Be careful of your naming conventions though if you do this.

## DongMei

One more question, based on the output, how to change the table format to show only one column header?

## DongMei

The post is very helpful.

I have one question here. In the agg statement, how to get quantile 0.05, 0.25, …?

I tried quantile(.05) in agg, but always got following error:

AttributeError: ‘SeriesGroupBy’ object has no attribute ‘quantile(0.05)’

Can someone help on it? Thank you

## DongMei

Thank you Shanelynn. Truly appreciate for the help. ^-^

The lambda is working well in this way as you suggested.

Yet, as my aggregations are too many, so I defined a dictionary: dict, and then used in agg(dict) function.

Others like mean, std are working well, only for quantile, it always prompt error.

I tried following ways:

1. dict[‘work_column’] = ‘quantile’ – fine, but no 0.05

2. dict[‘work_column’] = ‘quantile(0.05)’ – error

3. dict[‘work_column’] = lambda x: x.quantile(0.05) – error

So if I use this way, how to solve the error?

## DongMei

Sorry, I made a mistake by missing out one “x” in lambda in my python program.
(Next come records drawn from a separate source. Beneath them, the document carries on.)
PR #1811, opened 2018-06-15
Filter excused absences

edavidsonsawyer:
# Who is this PR for?
Dashboard users

We have data on whether absences have been excused, but the dashboard doesn't currently show that information. 

# What does this PR do?
Shows users only unexcused absences by default and adds a button to toggle to all absences. 

excusedfilter

# Checklists

## Javascript QA

## Automated Testing


edavidsonsawyer:
@kevinrobinson @alexsoble this should be ready for review now. I tried out a few checkbox-y things for the excused filter, but I think it ended up being confusing to have those work differently than the day filters, so I went with the button you see in the screenshot. 

Right now this is filtering all excused/dismissed absences, regardless of the reason. If it's better to ship this with only medically excused absences removed, that's a relatively small change to make.

edavidsonsawyer:
I'm not totally sure why the student profile spec is failing here.

kevinrobinson:
@edavidsonsawyer https://github.com/studentinsights/studentinsights/pull/1853 should help, sorry about that.  Restarting the build.

kevinrobinson:
Okay, JS tests look good now.  The build is still red for this PR but it's just a small Rubocop fix: https://travis-ci.org/studentinsights/studentinsights/builds/396914392#L1961

app/assets/javascripts/school_administrator_dashboard/absences_dashboard/SchoolwideAttendance.js
```diff
@@ -42,30 +67,36 @@ class SchoolwideAttendance extends React.Component {
...
     return (
         <SchoolAbsenceDashboard
           schoolAverageDailyAttendance = {this.schoolAverageDailyAttendance()}
-          homeroomAverageDailyAttendance = {this.homeroomAverageDailyAttendance()}
-          schoolAbsenceEvents = {this.props.schoolAbsenceEvents}
+          schoolAverageDailyAttendanceUnexcused = {this.schoolAverageDailyAttendanceUnexcused(schoolUnexcusedAbsenceEventsByDay)}
+          homeroomAverageDailyAttendance = {this.homeroomAverageDailyAttendance(this.homeroomAbsenceEventsByDay(studentsByHomeroom))}
+          homeroomAverageDailyAttendanceUnexcused = {this.homeroomAverageDailyAttendance(this.HomeroomAbsenceEventsByDayunexcused(studentsByHomeroom))}
+          schoolAbsenceEventsByDay = {this.props.schoolAbsenceEventsByDay}
+          schoolUnexcusedAbsenceEventsByDay = {schoolUnexcusedAbsenceEventsByDay}
```
kevinrobinson: This looks to me like it is calculating everything for both conditions all the time.  I'm wondering if there are ways to simplify this do calculate only what is needed based on the user's selection.  Are there ways we could push this filtering upward, so that the component doesn't change - we apply a filter to the absence events, and the rest of the code stays unchanged?

Looking more closely at the component, I'm wondering if maybe having the separation between placing the computation in `SchoolwideAttendance` and the state about the filters in `SchoolAbsenceDashboard` is what's driving this.  Concretely, would it help simplify if `SchoolAbsenceDashboard` were the main component, that owned the bits of state, and then it just called into the various functions it needed to compute things (that now live in `SchoolwideAttendance`?  It seems like that might remove the need to compute both things.

Or if the idea that computing both is intended as a performance optimization related to the comment [here](https://github.com/studentinsights/studentinsights/pull/1811/files#diff-6f3e04125c9062d8f9711609485b94a8R8) about responsiveness?

app/assets/javascripts/school_administrator_dashboard/absences_dashboard/SchoolwideAbsences.js
```diff
@@ -7,9 +7,11 @@ import SchoolwideAttendance from './SchoolwideAttendance';
 class SchoolwideAbsences extends React.Component {
 
   render() {
+    const allAbsenceEvents = DashboardHelpers.absenceEvents(this.props.dashboardStudents);
     return (
       <SchoolwideAttendance
-        schoolAbsenceEvents = {DashboardHelpers.absenceEventsByDay(this.props.dashboardStudents)}
+        schoolAbsenceEvents = {allAbsenceEvents}
+        schoolAbsenceEventsByDay = {DashboardHelpers.eventsGroupedByDay(allAbsenceEvents)}
```
kevinrobinson: I don't follow why this API is changing or why the same data in two different shapes are passed in, is this to try to re-use the grouping computation?

app/assets/javascripts/school_administrator_dashboard/absences_dashboard/SchoolwideAttendance.js
edavidsonsawyer: @kevinrobinson yeah, you have this right. The trouble here is that we have to go from students -> absences -> daily averages -> monthly averages. In early versions of the dashboard, those were computed with each state change and it was irritatingly slow. Not unusable, but not ideal. If the dashboard gets the daily averages as a prop, this is much faster. However, if we start to do more with filtering based on other absence attributes, this model gets unwieldily. 

I agree this is kind of clumsy. One thought might be to allow filtering in the class list (which seems like the most useful part of the component) and not in the charts, which is the piece that cares about these averages. I hadn't come up with a good way to communicate that visually, though, so I haven't tried it. 

One important point is that this problem is unique to the absence dashboard and tardies/discipline have a more streamlined functional approach.

edavidsonsawyer:
@kevinrobinson I updated with two buttons. I'd gone back and forth on this design myself so I already had a commit ready. I left a response on the architecture and where to calculate. I'm absolutely open to alternative ways to handle it.

app/assets/javascripts/school_administrator_dashboard/absences_dashboard/SchoolwideAbsences.js
edavidsonsawyer: @kevinrobinson it is, but frankly this may be more than is necessary. V1 of this feature was slow enough to render than everything got separated out wherever possible, but for readability's sake it might be better to bite the bullet and call this function a bunch of times in the next component. If you think that's better, I'll consolidate them.

app/assets/javascripts/school_administrator_dashboard/absences_dashboard/SchoolwideAttendance.js
kevinrobinson: @edavidsonsawyer Thanks, this is super helpful!  and now I'm more on the same page with how this works and what you're thinking 👍

We could make these improvements to simplify, but let's keep moving forward.  I'll look into the data quality on this tomorrow morning and see what comes up there.  Assuming that's mostly in good shape, then we can 🚢 this tomorrow, and we can see what other needs come up down the line (eg, next time we add something, if the factoring makes that change more involved, maybe do some refactoring then).

app/assets/javascripts/school_administrator_dashboard/absences_dashboard/SchoolwideAbsences.js
kevinrobinson: Got it.  Did you do this because of real performance issues you encountered making this change, or defensively to avoid those kinds of problems?  I think let's 🚢 this regardless, I'm  wondering on the current state.

kevinrobinson:
@edavidsonsawyer Got it, thanks for talking through this!  Let's keep moving and I'll verify the data tomorrow and then we can :ship this.

Here's some ideas on optimizing compute without changing component APIs that I've found helpful.  Sometimes you have to rearrange the ways components are factored, but this can be helpful for optimizing without having to do that kind of surgery :)

If something is computed multiple times in `render` within a component, one optimization is to move up that computation into the `render` method itself, and then pass that computed value into other render methods within the component.  This lets methods within the component re-use computation while still staying stateless and not having to move the computation outside of the component.

If something is computed multiple times between components, or over and over again in one component because something unrelated changed, one optimization is to use `_.memoize` on a helper function, which will store the value of past computations in memory outside of the component tree.  That can let the computation stay lazy and on-demand, but get some of the same kinds of benefits as precomputing different combinations up front.

Anyway, this might be a place to do some refactoring next time around, but I think let's 🚢  and get into the "heatmap" component, since this will unlock looking at the distinctions between this data, and we can always refactor more later if we find it necessary :)

kevinrobinson:
@edavidsonsawyer As an update, there's data issues we need to resolve (https://github.com/studentinsights/studentinsights/issues/1657) before we can ship this PR.  The most important one is that we have only imported these fields for the last ~100 days, so any counts for "unexcused absences" over a longer period of time will be wrong.

I'll keep working on this tomorrow.

kevinrobinson:
🚢 and verifying this!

Solution 3: dict[‘work_column’] = lambda x: x.quantile(0.05) is working now.

Thank you Shanelynn again for the help there.

## Mallik

I would like to convert spark dataframe to pandas data frame for below calculations. would some one help me here please.I am new to pandas dataframe.

for x in (column name list which is coming from the input parameter)

value = df.withcolumn(x,df[x]*df[column name which is coming from the input parameter]

value1 = df.groupby(column name which is coming from the input parameter).agg(*F.sum(x).alias(‘y_’+x) for x in (column name list which is coming from the input parameter),F.sum(y).alias(yy))

value2 = value1.withcolumn(‘y_’+x,value1[‘y_’+x]/valu1[yy]

## Daisy

Hey shanelynn, I have the same question, it cannot to check the type of the data[‘num_days’], because it is a new variable established in the aggregations. when loading the data at first, the type of the variables (except duration) are all object. Could you kindly help me solve this problems, thanks a lot.

## Marcus

This is really helpful! Thank you for pulling everything together.